Отвернувшись к окну, Андрей гулко заколотил сильными пальцами по крышке стола, будто задался целью продырявить ее, будто барабан.
– Хорошо, раз тебе моих слов мало, - он решительно схватился за телефонную трубку.
– Звоню главврачу вендиспансера. И если мои предположения окажутся не верны, при тебе извинюсь перед благородной дамой Мариной Садовой. Он нажал на кнопку громкой связи.
– У аппарата, - послышался бодрый сытый баритон.
– Здорово, начальник. Тальвинский.
– Андрюха! Вот уж кого сто лет не зрил. Неужто по моей части проблемы? Ты из наших единственный, кого еще не пользовал.
– По твоей. Только со служебной стороны. Получил привет от тебя - несколько венерических.
– Ты?!
– поразился главврач.
– Лучшему важняку области венерические дела? Иль мир перевернулся?
– Вывернулся. Давно, похоже, не общались. Я ведь несколько лет как в районе. Тебе фамилия Садовая что-то говорит?

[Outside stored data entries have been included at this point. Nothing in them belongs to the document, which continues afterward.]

PR #533, opened 2022-07-06
refactor style.py

### LINKED ISSUE #445: add TYPES to documentation
don't haw to deal with variables yet

12rambau:
Fix #445 

Ok so lot's of changes here. I was working on simply documenting the content of `styles.py` and realized that there was a real mix of many things in there: json, javascripts, css etc.. 

This PR is an attempt to rationalize the styles of sepal_ui: 

- predefined styles for layers and components are saved in the `json` folder 
- the custom ccs of all applications is saved in `css` folder 
- the js we use in some components (fullscreen, resizeTrigger etc...) goes to the `js` folder. 

these extra files have the correct extension making easier to sanitize.

Then to point to these folders I added 3 extra folder Path in styles.py. 

I also removed color from style as it's a duplicate from `sepal_ui.__init__`. The only reason it was initialized here was because colors in the "jsonlike" were also defined in `styles.py`. 

I extracted color definition from the json files (specifically for layers). If we want to move toward a theme change without restart, colors need to be defined where they are used to create callbacks.

Finally I did what was expected at the beginning, I wrote down the styles.py file documentation page.


sepal_ui/mapping/map_btn.py
```diff
@@ -22,10 +25,14 @@ def __init__(self, content, **kwargs):
...
 
+        # create the style from default
+        style = json.loads((ss.JSON_DIR / "map_btn.json").read_text())
+        style.update(background=color.bg)
+
         # some parameters are overloaded to match the map requirements
         kwargs["color"] = "text-color"
         kwargs["outlined"] = True
-        kwargs["style_"] = " ".join([f"{k}: {v};" for k, v in map_btn_style.items()])
+        kwargs["style_"] = " ".join([f"{k}: {v};" for k, v in style.items()])
```
dfguerrerom, line 35: Just a comment here. Wouldn't it be better if we set the colors of the button with the vuetify properties instead of changing the element CSS properties?

dfguerrerom (commented):
I haven't seen these changes before, and I want to submit a comment.
I understand the advantage of having the style files organized in different folders, especially `javascript` and `css`... what is not totally clear for me are the `JSON` files. 
I saw that we are updating some of the properties directly after calling the objects where are going to be used, to be sure they're adapted to the current theme (as here: https://github.com/12rambau/sepal_ui/blob/a6836ec2c4e25386d2167379f950a9fbe08fc4c0/sepal_ui/mapping/map_btn.py#L30).
So IMO I think that we are creating an extra step within the implementation. We have created a color Box to deal with the colors, wouldn't be useful do the same with the json files?

12rambau:
So I remember that there was an explanation related to the coloring of the maps. I add in mind this idea of using the `v.theme` trait to control dark and light themes on the fly but I needed this JSON. 

Let me move this question to an issue so that I don't forget and I'll find back an explanation/or change it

– Марина! Еще бы. Сексапильная деваха... Погоди, а ты откуда?..
– Ты прислал.
– Я?! Вот бабы пакостницы. Опять подсунули на подпись целую пачку. Надо же - проглядел! Вообще-то она полностью вылечилась.
– А контакт?
– А вот контакт, каюсь, не сдала. Он у нее разовый. Там история очень романтическая. Но только между нами, ладно? У нее с мужем свои проблемы. А у кого их нет? В общем, встретила одного. Ну, и... Подлюгой оказался. Да еще и наградил. Но кто - не сказала. А я, извини, настаивать не стал. Не тот случай. У врача первое дело - деликатность.
"Нашла дуреха кому поплакаться", - хмыкнул про себя Тальвинский: болтливость главврача венерического диспансера могла сравниться разве что с Ханиной.
– Ладно, пришли завтра шпаргалку, что провокацию прошла, и дело я прекращу.
– Нет проблем, старый. Записал. Считай, уже у тебя. А что? Запал? - После тебя что западай, что не западай. Небось, оприходовал девку? Да не смущайся, колись между нами.
– Было, - голос главврача исполнился притворного раскаяния.
– По-человечески не мог не пожалеть. В постели, между прочим, родео! Рекомендую.